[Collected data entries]
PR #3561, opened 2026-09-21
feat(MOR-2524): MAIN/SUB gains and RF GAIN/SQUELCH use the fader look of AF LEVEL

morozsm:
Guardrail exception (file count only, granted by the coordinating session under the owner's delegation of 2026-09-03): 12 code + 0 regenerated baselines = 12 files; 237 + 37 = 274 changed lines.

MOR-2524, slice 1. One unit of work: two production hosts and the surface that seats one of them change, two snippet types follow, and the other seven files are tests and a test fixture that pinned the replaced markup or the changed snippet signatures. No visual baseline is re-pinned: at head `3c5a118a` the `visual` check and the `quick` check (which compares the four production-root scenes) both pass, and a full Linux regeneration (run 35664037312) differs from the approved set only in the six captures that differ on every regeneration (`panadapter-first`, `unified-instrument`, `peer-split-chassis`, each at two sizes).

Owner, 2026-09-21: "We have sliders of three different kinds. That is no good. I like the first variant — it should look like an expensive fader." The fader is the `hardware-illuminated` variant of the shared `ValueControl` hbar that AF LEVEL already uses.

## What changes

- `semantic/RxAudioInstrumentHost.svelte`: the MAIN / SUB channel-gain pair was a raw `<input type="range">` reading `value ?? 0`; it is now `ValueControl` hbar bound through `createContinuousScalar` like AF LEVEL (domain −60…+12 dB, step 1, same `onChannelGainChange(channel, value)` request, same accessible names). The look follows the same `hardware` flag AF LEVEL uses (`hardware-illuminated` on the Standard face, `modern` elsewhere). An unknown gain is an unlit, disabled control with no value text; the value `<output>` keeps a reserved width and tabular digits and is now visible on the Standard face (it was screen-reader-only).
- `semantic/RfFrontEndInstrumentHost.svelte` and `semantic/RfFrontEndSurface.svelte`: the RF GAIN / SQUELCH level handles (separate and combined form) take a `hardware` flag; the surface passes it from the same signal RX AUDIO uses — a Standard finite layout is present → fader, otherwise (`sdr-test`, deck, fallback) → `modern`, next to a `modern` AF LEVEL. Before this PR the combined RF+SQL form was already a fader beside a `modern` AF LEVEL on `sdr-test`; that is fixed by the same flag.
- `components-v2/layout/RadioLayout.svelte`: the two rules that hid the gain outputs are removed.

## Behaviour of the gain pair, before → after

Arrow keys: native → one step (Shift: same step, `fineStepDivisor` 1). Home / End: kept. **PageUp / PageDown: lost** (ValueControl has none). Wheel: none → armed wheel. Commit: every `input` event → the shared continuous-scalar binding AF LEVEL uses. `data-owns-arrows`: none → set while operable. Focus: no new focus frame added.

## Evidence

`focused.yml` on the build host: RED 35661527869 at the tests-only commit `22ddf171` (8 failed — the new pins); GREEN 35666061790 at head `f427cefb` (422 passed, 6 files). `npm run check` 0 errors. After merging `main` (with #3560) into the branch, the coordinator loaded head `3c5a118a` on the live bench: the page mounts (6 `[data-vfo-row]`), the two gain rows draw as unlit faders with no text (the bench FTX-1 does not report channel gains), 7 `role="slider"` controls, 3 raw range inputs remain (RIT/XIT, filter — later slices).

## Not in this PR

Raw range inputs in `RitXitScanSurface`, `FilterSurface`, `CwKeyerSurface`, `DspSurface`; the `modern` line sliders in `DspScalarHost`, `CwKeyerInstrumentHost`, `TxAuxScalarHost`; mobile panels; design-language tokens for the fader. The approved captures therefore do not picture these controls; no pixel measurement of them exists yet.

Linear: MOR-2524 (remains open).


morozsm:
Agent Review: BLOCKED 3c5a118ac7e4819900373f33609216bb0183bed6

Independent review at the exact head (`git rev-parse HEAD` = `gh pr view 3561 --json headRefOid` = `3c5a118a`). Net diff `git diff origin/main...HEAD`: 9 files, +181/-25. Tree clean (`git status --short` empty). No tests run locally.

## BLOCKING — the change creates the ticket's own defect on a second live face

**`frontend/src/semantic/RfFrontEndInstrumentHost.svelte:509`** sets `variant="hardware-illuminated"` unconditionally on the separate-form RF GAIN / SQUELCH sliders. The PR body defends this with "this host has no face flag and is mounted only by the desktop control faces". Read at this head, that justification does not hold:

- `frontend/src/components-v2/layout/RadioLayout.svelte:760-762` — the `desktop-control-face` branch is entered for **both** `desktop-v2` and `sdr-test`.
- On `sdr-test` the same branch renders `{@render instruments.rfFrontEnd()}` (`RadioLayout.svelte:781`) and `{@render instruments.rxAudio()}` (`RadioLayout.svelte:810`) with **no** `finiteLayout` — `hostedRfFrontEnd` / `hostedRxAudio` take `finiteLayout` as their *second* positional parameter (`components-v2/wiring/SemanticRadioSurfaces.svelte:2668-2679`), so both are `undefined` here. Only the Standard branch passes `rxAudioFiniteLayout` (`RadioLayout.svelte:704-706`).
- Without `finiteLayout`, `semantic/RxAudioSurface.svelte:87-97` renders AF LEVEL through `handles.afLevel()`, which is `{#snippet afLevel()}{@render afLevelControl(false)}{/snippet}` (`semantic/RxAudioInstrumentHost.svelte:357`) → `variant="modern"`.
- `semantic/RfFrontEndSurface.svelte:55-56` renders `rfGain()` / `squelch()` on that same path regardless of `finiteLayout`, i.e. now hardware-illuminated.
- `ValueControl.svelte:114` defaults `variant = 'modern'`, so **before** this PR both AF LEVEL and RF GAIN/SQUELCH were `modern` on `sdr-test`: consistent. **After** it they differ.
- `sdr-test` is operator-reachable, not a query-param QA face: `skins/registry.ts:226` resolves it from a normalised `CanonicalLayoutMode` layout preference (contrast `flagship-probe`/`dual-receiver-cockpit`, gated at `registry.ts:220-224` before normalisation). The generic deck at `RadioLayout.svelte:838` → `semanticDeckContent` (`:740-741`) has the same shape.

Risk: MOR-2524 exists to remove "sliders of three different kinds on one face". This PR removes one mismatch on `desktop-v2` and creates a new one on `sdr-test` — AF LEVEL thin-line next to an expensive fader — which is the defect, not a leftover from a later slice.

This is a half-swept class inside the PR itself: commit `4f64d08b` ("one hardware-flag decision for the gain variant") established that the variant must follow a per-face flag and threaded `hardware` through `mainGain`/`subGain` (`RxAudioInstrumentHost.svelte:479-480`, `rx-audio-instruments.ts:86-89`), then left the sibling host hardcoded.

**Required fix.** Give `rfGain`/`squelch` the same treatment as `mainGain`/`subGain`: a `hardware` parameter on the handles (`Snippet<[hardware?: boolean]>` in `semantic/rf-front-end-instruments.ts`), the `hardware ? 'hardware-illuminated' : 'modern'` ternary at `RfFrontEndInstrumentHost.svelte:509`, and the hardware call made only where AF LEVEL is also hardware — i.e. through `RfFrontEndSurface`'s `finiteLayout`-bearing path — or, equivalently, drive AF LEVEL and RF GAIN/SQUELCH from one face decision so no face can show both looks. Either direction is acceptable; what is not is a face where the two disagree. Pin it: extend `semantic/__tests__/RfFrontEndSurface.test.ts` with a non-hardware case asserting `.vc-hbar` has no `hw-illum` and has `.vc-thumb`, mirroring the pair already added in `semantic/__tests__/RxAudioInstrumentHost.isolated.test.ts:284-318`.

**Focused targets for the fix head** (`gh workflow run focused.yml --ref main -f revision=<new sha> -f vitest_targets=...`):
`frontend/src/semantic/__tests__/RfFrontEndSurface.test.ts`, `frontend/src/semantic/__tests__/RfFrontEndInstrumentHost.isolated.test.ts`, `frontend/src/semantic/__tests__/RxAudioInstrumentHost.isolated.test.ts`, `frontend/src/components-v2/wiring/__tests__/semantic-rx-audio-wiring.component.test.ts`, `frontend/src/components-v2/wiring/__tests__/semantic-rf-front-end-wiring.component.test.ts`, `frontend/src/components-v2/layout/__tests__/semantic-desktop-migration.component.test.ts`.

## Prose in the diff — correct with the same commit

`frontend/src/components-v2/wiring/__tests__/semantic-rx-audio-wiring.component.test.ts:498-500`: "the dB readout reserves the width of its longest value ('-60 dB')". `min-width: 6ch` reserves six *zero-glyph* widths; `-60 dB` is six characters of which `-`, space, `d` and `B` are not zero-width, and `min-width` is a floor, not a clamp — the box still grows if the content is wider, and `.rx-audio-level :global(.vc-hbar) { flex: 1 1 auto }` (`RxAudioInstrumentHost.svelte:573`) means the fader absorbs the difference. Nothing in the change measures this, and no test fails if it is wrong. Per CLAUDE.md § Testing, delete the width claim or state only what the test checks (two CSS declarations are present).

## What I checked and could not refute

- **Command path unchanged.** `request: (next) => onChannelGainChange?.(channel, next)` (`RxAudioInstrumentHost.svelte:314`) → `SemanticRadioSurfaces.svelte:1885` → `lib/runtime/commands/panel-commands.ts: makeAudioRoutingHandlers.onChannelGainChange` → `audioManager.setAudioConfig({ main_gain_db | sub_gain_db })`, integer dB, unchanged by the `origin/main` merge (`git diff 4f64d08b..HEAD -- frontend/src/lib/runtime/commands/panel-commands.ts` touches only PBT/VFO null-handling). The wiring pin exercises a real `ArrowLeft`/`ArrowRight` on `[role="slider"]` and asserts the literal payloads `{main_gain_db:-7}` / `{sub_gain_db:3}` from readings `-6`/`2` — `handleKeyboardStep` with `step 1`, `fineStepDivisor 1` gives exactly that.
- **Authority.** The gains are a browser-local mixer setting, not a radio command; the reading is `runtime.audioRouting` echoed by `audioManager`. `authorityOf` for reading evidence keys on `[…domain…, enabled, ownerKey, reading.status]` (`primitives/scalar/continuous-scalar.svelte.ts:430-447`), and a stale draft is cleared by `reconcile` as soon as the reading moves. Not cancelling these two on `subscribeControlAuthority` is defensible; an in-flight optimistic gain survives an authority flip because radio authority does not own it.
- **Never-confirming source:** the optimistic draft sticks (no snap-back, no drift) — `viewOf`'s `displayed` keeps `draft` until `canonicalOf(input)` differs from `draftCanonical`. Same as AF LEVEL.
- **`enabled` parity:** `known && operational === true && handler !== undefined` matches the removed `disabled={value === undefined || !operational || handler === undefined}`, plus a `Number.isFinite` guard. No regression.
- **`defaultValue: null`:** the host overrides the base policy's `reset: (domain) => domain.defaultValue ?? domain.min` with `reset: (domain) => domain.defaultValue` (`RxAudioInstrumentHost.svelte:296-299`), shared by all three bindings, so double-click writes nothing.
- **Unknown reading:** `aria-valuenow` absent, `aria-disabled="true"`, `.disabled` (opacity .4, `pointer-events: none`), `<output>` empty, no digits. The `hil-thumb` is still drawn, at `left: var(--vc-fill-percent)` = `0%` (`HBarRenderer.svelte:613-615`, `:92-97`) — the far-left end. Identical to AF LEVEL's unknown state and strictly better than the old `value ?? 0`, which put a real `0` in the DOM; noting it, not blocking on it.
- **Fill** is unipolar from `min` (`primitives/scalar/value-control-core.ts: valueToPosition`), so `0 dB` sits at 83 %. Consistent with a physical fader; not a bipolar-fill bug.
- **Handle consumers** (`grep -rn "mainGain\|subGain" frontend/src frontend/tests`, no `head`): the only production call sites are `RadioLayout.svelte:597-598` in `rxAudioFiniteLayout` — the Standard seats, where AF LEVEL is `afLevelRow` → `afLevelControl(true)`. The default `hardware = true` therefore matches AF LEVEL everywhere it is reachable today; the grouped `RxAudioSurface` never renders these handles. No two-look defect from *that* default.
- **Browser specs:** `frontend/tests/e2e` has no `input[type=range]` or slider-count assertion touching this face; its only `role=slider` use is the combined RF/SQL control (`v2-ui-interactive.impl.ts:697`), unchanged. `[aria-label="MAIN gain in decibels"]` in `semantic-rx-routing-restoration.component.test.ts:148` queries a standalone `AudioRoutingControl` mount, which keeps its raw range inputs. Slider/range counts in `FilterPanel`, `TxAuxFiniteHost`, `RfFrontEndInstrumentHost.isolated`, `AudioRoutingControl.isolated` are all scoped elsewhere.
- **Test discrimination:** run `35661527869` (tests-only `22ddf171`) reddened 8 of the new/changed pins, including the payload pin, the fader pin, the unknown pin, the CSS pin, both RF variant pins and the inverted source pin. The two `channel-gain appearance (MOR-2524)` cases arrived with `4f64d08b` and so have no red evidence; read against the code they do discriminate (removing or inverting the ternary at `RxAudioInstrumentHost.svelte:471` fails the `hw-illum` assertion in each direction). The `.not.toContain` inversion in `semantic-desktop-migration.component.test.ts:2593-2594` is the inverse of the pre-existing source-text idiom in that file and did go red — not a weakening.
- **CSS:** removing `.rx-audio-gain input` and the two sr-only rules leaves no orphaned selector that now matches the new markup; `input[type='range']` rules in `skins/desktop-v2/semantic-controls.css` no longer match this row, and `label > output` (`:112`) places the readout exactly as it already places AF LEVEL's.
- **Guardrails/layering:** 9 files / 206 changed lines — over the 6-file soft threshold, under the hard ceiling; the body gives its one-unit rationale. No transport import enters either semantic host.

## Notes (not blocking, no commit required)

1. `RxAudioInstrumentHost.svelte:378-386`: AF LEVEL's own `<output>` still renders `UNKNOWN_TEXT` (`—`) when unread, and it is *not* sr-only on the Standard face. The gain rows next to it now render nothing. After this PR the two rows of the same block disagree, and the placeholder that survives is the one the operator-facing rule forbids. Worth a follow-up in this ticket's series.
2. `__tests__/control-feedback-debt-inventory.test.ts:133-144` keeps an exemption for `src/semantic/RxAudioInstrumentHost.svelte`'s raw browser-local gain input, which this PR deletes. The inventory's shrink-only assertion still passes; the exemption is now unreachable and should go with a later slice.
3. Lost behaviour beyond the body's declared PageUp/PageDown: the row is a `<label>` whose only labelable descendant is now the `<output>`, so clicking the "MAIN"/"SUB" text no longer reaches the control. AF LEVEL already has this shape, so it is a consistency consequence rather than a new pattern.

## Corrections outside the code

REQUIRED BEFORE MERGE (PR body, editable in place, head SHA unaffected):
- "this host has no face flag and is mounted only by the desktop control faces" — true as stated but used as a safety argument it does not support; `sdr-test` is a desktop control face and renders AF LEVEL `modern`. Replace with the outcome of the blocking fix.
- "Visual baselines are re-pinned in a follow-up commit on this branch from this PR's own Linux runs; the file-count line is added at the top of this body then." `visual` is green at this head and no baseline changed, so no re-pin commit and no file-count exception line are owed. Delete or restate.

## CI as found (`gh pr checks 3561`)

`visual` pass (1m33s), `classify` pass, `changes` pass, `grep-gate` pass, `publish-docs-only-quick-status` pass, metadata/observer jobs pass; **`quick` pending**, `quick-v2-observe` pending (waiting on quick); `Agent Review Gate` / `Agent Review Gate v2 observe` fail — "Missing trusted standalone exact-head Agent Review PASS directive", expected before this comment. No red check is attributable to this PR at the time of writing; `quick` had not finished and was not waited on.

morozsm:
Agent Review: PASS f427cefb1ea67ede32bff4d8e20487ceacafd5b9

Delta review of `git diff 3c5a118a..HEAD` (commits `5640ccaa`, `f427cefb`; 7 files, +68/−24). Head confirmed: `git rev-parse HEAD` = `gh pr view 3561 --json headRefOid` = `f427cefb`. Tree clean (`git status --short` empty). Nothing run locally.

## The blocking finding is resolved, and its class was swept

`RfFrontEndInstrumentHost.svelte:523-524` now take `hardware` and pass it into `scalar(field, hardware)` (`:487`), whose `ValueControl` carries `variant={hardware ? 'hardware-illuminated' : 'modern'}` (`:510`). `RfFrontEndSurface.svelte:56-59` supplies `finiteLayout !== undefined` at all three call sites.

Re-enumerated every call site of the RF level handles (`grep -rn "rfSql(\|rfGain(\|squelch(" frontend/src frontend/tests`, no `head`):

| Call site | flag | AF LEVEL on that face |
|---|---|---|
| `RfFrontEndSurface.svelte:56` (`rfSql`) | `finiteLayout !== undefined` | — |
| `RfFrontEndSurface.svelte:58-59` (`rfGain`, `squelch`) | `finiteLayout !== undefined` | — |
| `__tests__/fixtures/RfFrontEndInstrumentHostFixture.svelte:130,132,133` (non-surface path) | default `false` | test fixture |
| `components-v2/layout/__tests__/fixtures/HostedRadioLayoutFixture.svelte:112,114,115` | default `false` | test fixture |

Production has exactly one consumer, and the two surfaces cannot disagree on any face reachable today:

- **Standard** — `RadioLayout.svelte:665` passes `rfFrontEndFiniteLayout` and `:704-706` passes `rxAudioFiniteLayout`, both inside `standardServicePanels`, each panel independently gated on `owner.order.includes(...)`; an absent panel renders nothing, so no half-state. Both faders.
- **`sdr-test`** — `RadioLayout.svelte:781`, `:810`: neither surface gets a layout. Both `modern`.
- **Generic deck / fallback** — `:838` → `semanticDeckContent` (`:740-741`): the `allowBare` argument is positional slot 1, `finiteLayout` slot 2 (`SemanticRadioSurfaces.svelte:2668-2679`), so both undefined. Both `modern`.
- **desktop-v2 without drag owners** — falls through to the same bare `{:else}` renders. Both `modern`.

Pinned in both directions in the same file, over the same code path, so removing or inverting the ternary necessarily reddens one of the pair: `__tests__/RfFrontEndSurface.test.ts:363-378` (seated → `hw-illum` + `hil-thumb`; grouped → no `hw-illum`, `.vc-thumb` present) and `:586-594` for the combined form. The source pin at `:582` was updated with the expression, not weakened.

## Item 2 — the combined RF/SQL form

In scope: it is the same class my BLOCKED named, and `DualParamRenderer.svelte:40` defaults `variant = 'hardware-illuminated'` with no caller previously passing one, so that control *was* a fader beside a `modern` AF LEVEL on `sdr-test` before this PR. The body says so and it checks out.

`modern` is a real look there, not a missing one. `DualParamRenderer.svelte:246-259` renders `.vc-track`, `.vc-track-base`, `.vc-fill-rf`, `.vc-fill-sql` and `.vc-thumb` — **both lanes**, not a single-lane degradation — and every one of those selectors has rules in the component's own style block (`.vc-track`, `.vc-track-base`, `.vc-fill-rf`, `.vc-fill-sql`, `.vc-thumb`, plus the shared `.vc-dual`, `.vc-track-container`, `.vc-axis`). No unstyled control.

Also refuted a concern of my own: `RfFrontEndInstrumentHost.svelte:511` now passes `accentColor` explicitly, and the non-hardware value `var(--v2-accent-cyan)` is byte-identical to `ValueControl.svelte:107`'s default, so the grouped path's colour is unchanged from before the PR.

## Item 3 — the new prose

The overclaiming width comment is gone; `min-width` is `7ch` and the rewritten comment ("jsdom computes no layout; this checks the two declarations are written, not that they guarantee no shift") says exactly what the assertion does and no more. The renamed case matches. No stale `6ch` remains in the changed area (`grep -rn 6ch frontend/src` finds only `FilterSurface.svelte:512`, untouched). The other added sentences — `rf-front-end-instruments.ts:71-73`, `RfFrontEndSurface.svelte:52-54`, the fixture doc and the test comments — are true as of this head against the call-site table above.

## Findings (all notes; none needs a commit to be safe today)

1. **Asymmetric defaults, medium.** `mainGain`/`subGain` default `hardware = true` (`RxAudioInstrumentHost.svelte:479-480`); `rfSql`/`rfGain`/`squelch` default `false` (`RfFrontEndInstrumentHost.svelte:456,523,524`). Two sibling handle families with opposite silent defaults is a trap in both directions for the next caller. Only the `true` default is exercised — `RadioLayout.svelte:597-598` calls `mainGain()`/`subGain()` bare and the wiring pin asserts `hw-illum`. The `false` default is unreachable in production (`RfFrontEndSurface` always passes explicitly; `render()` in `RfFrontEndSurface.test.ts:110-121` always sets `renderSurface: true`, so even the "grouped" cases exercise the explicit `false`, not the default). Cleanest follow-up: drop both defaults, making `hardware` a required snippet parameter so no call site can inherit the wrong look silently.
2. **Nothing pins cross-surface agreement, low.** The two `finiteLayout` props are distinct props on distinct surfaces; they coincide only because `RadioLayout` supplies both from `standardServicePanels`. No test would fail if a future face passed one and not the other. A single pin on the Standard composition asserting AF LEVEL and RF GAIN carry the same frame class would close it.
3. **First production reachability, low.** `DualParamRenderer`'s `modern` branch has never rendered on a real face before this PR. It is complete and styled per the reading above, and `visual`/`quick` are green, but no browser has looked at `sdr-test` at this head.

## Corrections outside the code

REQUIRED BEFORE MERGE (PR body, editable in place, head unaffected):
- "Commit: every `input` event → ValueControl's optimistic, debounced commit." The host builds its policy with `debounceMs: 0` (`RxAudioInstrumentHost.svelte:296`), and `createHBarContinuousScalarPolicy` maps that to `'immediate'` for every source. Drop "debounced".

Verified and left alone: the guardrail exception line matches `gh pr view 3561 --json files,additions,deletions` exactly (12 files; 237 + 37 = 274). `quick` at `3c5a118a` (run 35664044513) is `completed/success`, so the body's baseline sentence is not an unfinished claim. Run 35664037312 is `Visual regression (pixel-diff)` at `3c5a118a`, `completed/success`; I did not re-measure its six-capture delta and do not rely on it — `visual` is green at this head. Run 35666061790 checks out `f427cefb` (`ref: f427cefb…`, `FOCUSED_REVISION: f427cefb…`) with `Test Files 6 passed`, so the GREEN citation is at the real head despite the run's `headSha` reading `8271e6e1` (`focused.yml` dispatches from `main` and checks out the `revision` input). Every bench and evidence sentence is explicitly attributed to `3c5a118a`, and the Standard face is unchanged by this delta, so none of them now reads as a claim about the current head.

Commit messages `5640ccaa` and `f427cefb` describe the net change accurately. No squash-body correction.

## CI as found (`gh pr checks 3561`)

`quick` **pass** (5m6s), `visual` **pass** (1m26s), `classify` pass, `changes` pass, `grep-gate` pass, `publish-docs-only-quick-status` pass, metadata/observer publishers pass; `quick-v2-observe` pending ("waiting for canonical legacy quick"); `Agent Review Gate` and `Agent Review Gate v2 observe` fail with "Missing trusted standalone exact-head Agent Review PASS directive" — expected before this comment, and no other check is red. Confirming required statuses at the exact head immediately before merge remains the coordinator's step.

Exercise:
Using the entries above, tally every line that holds the word "argument". Answer with that number only.

Answer to this exercise:
2